**Exercise brief:**
Somewhere below is a line with "PR #518, opened 2023-07-18" and, later, a line with "PR #529, opened 2024-04-13"; repeat those two lines and all the lines between them, exactly as they are.

**Exercise materials:**
PR #472, opened 2022-06-06
resolves #453 overhaul images support

### LINKED ISSUE #453: Support inline option on SVG images
When rendering asciidoc to plain html I can do e.g. `image::my-image.svg[opts=inline]` and it would inline the image into the resulting _html_.

Is is possible to do so with `asciidoctor-reveal.js`.

Cheers,
 Mario :)

ggrossetie:
resolves #453


barthel:
Not merged right now?

PR #478, opened 2022-08-21
Proofread documentation

Mogztter:


docs/modules/converter/pages/syntax/fragment.adoc
```diff
@@ -172,7 +172,7 @@ you can wrap a list block in an open block:
 
 In the above example, the title "Greek Alphabet" and all the list items will be revealed at once.
 
-And here's a another example where we apply the _step_ option on different elements:
+And here's an another example where we apply the _step_ option on different elements:
```
mojavelinux, line 175: The "a" / "an" can be dropped here entirely.

Issue #466, opened 2022-03-07
Use a consistent naming convention for Docinfo locations


Mogztter:
Currently, we support 4 locations:

<table>
<tr>
	<td>Location
    <td>Description
	<td>Docinfo suffix
<tr>
	<td><code>header</code>
    <td> At the beginning of the presentation (i.e. before all slides)
	<td><code>header-revealjs.html</code>
<tr>
	<td><code>footer</code>
    <td>At the end of the presentation (i.e. after all the slides)
	<td><code>footer-revealjs.html</code>
<tr>
	<td><code>head</code>
    <td>Just before <code>&lt;/head&gt;</code>
	<td><code>footer-revealjs.html</code>
<tr>
	<td><code>footer</code>
    <td>Just before <code>&lt;/html&gt;</code> (after <code>reveal.js</code> script)
	<td><code>footer.html</code>
</table>

In the future, we might want to inject Docinfo files at the beginning of every slide (i.e., slide header) and at the end of every slide (i.e., slide footer). Though, we might want to inject Docinfo files at the beginning of every *top-level* slide rather than on every slide... or maybe only on *vertical* (i.e. secondary/vertical navigation) slides.

#### Proposal

- `header`: Just before and outside of `<div class="slides">` (to accomodate https://github.com/asciidoctor/asciidoctor-reveal.js/issues/376)
- `first`:  At the beginning of the presentation (i.e. before all slides)
- `last`: At the end of the presentation (i.e. after all the slides)
- `head`: Just before `</head>`
- `footer`: Just before `</html>`

//cc @mojavelinux

Mogztter:
@mojavelinux I would greatly appreciate your input on this proposal since this is the last standing issue before the 5.0.0 release and I'm a bit unsure about the terminology...

I'm also questioning if we should have Docinfo with and without suffix? For instance, `head` and `footer` location are not tied to reveal.js since we insert content respectively just before `</head>` and just before `</html>`. But at the same time, it might be useful to dissociate docinfo files that are specific to a reveal.js presentation...

yann-soubeyrand:
Hello,

[...]

PR #510, opened 2023-06-24
Add header docinfo support

yann-soubeyrand:
Head, header and footer reveal.js docinfo, and footer docinfo are already supported. However, header docinfo is not, but may be useful to add a logo for example. It can also confuse users that this is not working like in other AsciiDoc documents (maybe head docinfo should be added as well).

### DIFF
--- a/templates/document.html.slim
+++ b/templates/document.html.slim
@@ -66,6 +66,8 @@ html lang=(attr :lang, 'en' unless attr? :nolang)
     - unless (_docinfo = docinfo :head, '-revealjs.html').empty?
       =_docinfo
   body
+    - unless (docinfo_content = (docinfo :header, '.html')).empty?
+      =docinfo_content
     .reveal
       / Any section element inside of this container is displayed as a slide
       .slides


ggrossetie:
I would love your opinion on https://github.com/asciidoctor/asciidoctor-reveal.js/issues/466
Once we agree on which use cases are supported we can move forward and add the missing docinfo locations.

>  but may be useful to add a logo for example

The logo will appear on each slides? before the first slide? Could you please provide a simple example?

yann-soubeyrand:
Hi @ggrossetie, sorry for the late reply. You can find an example here: https://github.com/camptocamp/asciidoctor-revealjs-template/blob/bf5d7c1cf9a91c6a9eb76a5200ff700270d34a56/docinfo-footer.html#L1-L6. There’s a `presentation.html` in this repo showing the result. It took me some time to figure out why I couldn’t get my logos when putting them in the `docinfo-header.html` file and I was surprised to discover that `docinfo-footer.html` was supported, but not the other `docinfo-*.html`. I can’t put my logos in `docinfo-header-revealjs.html`, because their position is wrong in this case.

yann-soubeyrand:
As an (unrelated) side note, Font Awesome v6 seems to work with v4 shims: https://github.com/camptocamp/asciidoctor-revealjs-template/blob/example/css/font-awesome.css.

PR #518, opened 2023-07-18
Add support for fragments on table rows

johthor:
This change will add stepping through table rows via option, role or attribute `rowSteps` on the table block.


ggrossetie:
Superseeded by #586 

The codebase has shifted quite a bit, and the feature needed implementation across both JS and Ruby sides to be complete. I ended up refactoring your idea to fit the current state of things, which meant your PR needed to be reworked entirely.
Thank you for starting this work 🙌🏻

PR #529, opened 2024-04-13
Using [%step] on colist works the same as on ulist

ibethus:
Hi,

This PR aims to modify the behavior of the `step` attribute on a callout block. I believe callouts should behave consistently with traditional lists when prefixed with this attribute. 
This adjustment can enhance the presentation of code fragments, offering a more interactive experience.

**Example :**
```asciidoc
[source, javascript]
----
let hello = "hello world"; <1>
console.log(hello); <2>
----
[%step]
<1> First line
<2> Second line
```

In the current implementation, only one fragment would be created. With this modification, individual fragments will be generated for each callout line, aligning with the intended behavior.

**Code :**
On the code side, I've only repositioned the fragment class definition in the colist template and included an example in the `step.adoc` file to illustrate this modification.

Cheers!

### DIFF
--- a/Rakefile
+++ b/Rakefile
@@ -153,6 +153,7 @@ namespace :examples do
     FileUtils.cp 'examples/a11y-dark.css', "#{PUBLIC_DIR}/a11y-dark.css"
     FileUtils.cp 'examples/release-5.1.html', "#{PUBLIC_DIR}/release-5.1.html"
     FileUtils.cp 'examples/release-5.1.css', "#{PUBLIC_DIR}/release-5.1.css"
+    FileUtils.cp 'examples/release-5.2.html', "#{PUBLIC_DIR}/release-5.2.html"
   end
 end
 
--- a/examples/release-5.2.adoc
+++ b/examples/release-5.2.adoc
@@ -1,0 +1,35 @@
+= Asciidoctor reveal.js 5.2
+//:stem:
+:source-highlighter: highlight.js
+:highlightjs-theme: a11y-dark.css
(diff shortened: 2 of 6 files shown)


ggrossetie:
Thanks!
It would be great if you could create a `release-5.2.adoc` in https://github.com/asciidoctor/asciidoctor-reveal.js/blob/master/examples (similar to https://github.com/asciidoctor/asciidoctor-reveal.js/blob/master/examples/release-5.1.adoc).

Then, copy the HTML file in the public directory:

https://github.com/asciidoctor/asciidoctor-reveal.js/blob/cbe2ac7f72877050ce15ee4a38fd54ca91590a78/Rakefile#L154

And add a link in:

https://github.com/asciidoctor/asciidoctor-reveal.js/blob/cbe2ac7f72877050ce15ee4a38fd54ca91590a78/src/index.html#L24

That way, we can see the result using Netlify preview: https://deploy-preview-529--asciidoctor-revealjs-examples.netlify.app/

ggrossetie:
One test is failing because you've enabled `:icons: font` and update the template. You will need to update the expected result `test/doctest/steps.html`

ibethus:
Thanks for the feedback!

Documentation and test case updated, hope this matches your expectations :+1:

ggrossetie:
Yes that's awesome, thanks 🎉 
If anyone is curious, you can see the result at: https://deploy-preview-529--asciidoctor-revealjs-examples.netlify.app/release-5.2#/_iterating_through_callouts

mojavelinux:
That's really nice!

PR #531, opened 2024-04-23
Update syntax-highlighting.adoc to say there can be no blank lines after the title

kito99:


docs/modules/converter/pages/syntax/syntax-highlighting.adoc
```diff
@@ -11,6 +11,10 @@ You can activate Highlight.js syntax highlighting (disabled by default) by setti
 :source-highlighter: highlight.js
 ----
 
+[NOTE]
+====
+There can be no blank lines between the title and the `source-highlighter` attribute. If you insert a blank line, the source highlighter will be ignored.
+
```
ggrossetie, line 17:
```suggestion
[IMPORTANT]
====
The first empty line in the document marks the end of the header.
In other words, if you declare the `source-highlighter` attribute after an empty line it won't activate syntax highlighting.

https://docs.asciidoctor.org/asciidoc/latest/document/header/#when-does-the-document-header-end
====
```

PR #103, opened 2016-07-19
[migration] Drop image_path from categories table.

jfhamlin:
This should only be merged/applied after #102.


lelandg559:
dependencies for this have been merged, nothing uses this column.

lelandg559:
verified

PR #107, opened 2016-07-21
Add rating/review creation endpoint.

jfhamlin:
@lelandg559, @jjfreund, opening this PR for discussion. I'm starting with some tweaks to the ratings table. AFAICT from the mocks in Zeplin, ratings and reviews are left on "resources"__*__. @derekfidler, is this correct?

__*__: _or OpenReferral "locations" — I'm going to get on that rename soon, before we dig ourselves even deeper on "resources"_

### DIFF
--- a/app/controllers/application_controller.rb
+++ b/app/controllers/application_controller.rb
@@ -2,4 +2,16 @@ class ApplicationController < ActionController::API
   rescue_from ActionController::ParameterMissing do
     render nothing: true, status: :bad_request
   end
+
+  private
+
+  def require_authorization!
+    head :unauthorized unless current_user
+  end
+
+  def current_user
+    return @current_user if defined? @current_user
+    user_id = request.headers['Authorization']
+    @current_user = User.where(id: user_id).first
+  end
 end
--- a/spec/controllers/ratings_controller_spec.rb
+++ b/spec/controllers/ratings_controller_spec.rb
@@ -1,0 +1,4 @@
+require 'rails_helper'
+
+RSpec.describe RatingsController, type: :controller do
+end
--- a/spec/controllers/ratings_controller_spec.rb
+++ b/spec/controllers/ratings_controller_spec.rb
@@ -1,4 +1,0 @@
-require 'rails_helper'
-
-RSpec.describe RatingsController, type: :controller do
-end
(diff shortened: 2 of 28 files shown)


app/controllers/application_controller.rb
```diff
@@ -2,4 +2,16 @@ class ApplicationController < ActionController::API
...
+
+  private
+
+  def require_authorization!
+    head :unauthorized unless current_user
+  end
+
+  def current_user
+    return @current_user if defined? @current_user
+    user_id = request.headers['Authorization']
```
jfhamlin: This is just to get us off the ground. Once we have proper login support, we'll be providing proper auth tokens here. For now, we'll allow requests to claim to be any user by providing an existing user's ID.

spec/requests/resources/ratings/create_spec.rb
```diff
@@ -0,0 +1,64 @@
...
+          'review' => nil
+        }
+      )
+    end
+
+    context 'with a review' do
+      let(:rating_body) do
+        {
+          rating: 3,
+          review: 'Great staff.'
```
jfhamlin: It seems to make most sense to present ratings and reviews as combined entities to clients. A single request creates a rating with an optional review.

spec/controllers/ratings_controller_spec.rb
```diff
@@ -0,0 +1,4 @@
+require 'rails_helper'
+
+RSpec.describe RatingsController, type: :controller do
```
jfhamlin: If there are no controller tests to be added, this file should be removed.

spec/requests/resources/ratings/create_spec.rb
jfhamlin: It'd be good to strip/trim review text before creating a review object. An empty string or a whitespace-only string should _not_ create a review.

jfhamlin:
@jjfreund, @lelandg559, I'm contemplating dropping the `reviews` table and just adding a nullable `review` column to `ratings`. It would make the code a bit simpler, and I don't think we'll lose any expressiveness. What do you think?

lelandg559:
ill rebase/fix this up so we can use it.

lelandg559:
after talking with joe, I will add ratings for services.

also reviewing collapsing ratings/reviews into a single table, as suggested

jjfreund:
I'll merge in when the conflict is cleared.

Issue #106, opened 2016-07-21
When importing from link-sf, set empty or poor resource (and service?) descriptions to null.


jfhamlin:
#97 calls for using service descriptions as resource descriptions. Doing this will improve the description shown in search results, but it may harm the resource page for a resource modified in this way, where a service description will appear twice. An alternative solution is to store `null` for these descriptions. If a service description would improve the UX of search results that lack resource descriptions, the client can include logic to display it in place of the missing data. This approach also has the benefit of representing missing descriptions in the database as `null`.

Issue #97, opened 2016-07-07
Correct poor descriptions in link-sf data


jjfreund:
Currently, some link-sf resource descriptions are very poor -- many are just "description." Some of these resources have better service-level descriptions. Evaluate using service level descriptions as the descriptions of these resources.

PR #108, opened 2016-07-21
Jjfreund/milestone7 miscellaneous

jjfreund:


app/presenters/ratings_presenter.rb
```diff
@@ -0,0 +1,4 @@
+class RatingsPresenter < Jsonite
+  property :rating
+  property :review, with: ReviewsPresenter
```
jfhamlin: In [my PR for ratings](https://github.com/ShelterTechSF/askdarcel-api/pull/107/files#diff-b876217aacfcd1aa62c2a771de35f8b2R4) I flattened this out, which seems a bit more straightforward, since a review is just a string. We can drop the extra presenter if we go this way.

app/presenters/ratings_presenter.rb
```diff
@@ -0,0 +1,4 @@
+class RatingsPresenter < Jsonite
```
jfhamlin: The presented type name is conventionally singular here. We strayed for some of the other presenters; I'm planning to fix that. Could we fix this one here?

lib/tasks/linksf.rake
```diff
@@ -42,10 +42,19 @@ namespace :linksf do
...
+
+      puts 'resource description is :' + resource.long_description
+
       record[:services].each do |service_json|
         category_name = service_json[:category]
         category_name = 'shelter' if category_name == 'housing'
         cat = Category.where('lower(name) = ?', category_name).first
+
+        if resource.long_description.blank? || resource.long_description.length < 15
+          puts 'replacing bad description' + resource.long_description + ' with ' + service_json[:description]
```
jfhamlin: NBD since this is just informational, but there's a missing space after "bad description".

Also, it looks like we're not doing any replacing here, just printing this out. Might be worth bringing up #106 as an implementation of #97 if the two approaches are of comparable implementation cost.

app/presenters/ratings_presenter.rb
```diff
@@ -0,0 +1,4 @@
...
+  property :rating
```
jfhamlin: Ah, I also noticed that this ends up getting returned as a string. I'm not sure why. I had to cast to a float with `to_f` when I was working on this. I assume that's better for the web client. Which reminds me: it'd be good to update the resource request test(s) to include some ratings.

jfhamlin:
LGTM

**Answer to this problem:**
PR #518, opened 2023-07-18
Add support for fragments on table rows

johthor:
This change will add stepping through table rows via option, role or attribute `rowSteps` on the table block.


ggrossetie:
Superseeded by #586 

The codebase has shifted quite a bit, and the feature needed implementation across both JS and Ruby sides to be complete. I ended up refactoring your idea to fit the current state of things, which meant your PR needed to be reworked entirely.
Thank you for starting this work 🙌🏻

PR #529, opened 2024-04-13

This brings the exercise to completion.